## Data shown
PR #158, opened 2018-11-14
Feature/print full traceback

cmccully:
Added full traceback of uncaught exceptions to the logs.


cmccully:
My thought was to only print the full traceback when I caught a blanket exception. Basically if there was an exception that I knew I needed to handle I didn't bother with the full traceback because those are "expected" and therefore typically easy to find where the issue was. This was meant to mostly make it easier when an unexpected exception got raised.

--

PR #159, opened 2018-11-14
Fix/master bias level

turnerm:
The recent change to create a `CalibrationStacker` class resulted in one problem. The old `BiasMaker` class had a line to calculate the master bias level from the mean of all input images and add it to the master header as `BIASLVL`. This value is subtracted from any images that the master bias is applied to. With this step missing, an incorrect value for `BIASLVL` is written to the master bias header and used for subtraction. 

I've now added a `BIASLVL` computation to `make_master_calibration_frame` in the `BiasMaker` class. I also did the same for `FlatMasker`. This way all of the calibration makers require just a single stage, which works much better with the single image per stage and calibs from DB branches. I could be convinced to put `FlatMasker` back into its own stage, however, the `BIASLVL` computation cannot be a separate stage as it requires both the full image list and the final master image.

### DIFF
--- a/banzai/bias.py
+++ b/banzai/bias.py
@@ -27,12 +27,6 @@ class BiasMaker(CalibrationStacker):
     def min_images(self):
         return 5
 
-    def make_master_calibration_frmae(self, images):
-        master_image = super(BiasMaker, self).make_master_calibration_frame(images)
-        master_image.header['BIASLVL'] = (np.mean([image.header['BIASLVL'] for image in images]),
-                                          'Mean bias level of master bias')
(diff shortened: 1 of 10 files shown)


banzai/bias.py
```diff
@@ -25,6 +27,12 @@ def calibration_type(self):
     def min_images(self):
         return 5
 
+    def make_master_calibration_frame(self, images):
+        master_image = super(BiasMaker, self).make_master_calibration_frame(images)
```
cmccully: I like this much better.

...

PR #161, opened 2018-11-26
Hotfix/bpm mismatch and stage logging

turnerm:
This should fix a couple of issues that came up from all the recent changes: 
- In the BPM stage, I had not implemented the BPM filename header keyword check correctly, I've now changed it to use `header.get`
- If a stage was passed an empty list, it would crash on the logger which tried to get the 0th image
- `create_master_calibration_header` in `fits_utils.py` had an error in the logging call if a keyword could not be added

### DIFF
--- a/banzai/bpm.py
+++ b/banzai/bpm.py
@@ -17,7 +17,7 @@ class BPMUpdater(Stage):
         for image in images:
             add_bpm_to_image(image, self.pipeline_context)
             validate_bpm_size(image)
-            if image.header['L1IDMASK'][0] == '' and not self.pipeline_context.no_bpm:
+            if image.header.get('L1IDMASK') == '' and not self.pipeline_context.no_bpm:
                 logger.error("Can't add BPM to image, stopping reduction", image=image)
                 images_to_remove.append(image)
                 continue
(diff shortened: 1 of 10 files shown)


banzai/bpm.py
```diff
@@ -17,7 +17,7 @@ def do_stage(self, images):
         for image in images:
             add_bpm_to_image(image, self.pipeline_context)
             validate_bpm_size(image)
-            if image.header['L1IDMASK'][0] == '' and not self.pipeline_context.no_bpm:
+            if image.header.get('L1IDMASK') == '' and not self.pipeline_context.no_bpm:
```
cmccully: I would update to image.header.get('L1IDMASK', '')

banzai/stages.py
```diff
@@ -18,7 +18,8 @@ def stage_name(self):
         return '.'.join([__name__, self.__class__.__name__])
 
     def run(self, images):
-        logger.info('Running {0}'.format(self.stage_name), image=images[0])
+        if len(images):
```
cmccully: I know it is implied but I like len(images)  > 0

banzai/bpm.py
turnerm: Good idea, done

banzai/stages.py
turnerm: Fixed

## Exercise details
From the records above, reproduce exactly the lines from the one with "PR #158, opened 2018-11-14" to the one with "My thought was", both included, and no others.

## Result for this exercise
PR #158, opened 2018-11-14
Feature/print full traceback

cmccully:
Added full traceback of uncaught exceptions to the logs.


cmccully:
My thought was to only print the full traceback when I caught a blanket exception. Basically if there was an exception that I knew I needed to handle I didn't bother with the full traceback because those are "expected" and therefore typically easy to find where the issue was. This was meant to mostly make it easier when an unexpected exception got raised.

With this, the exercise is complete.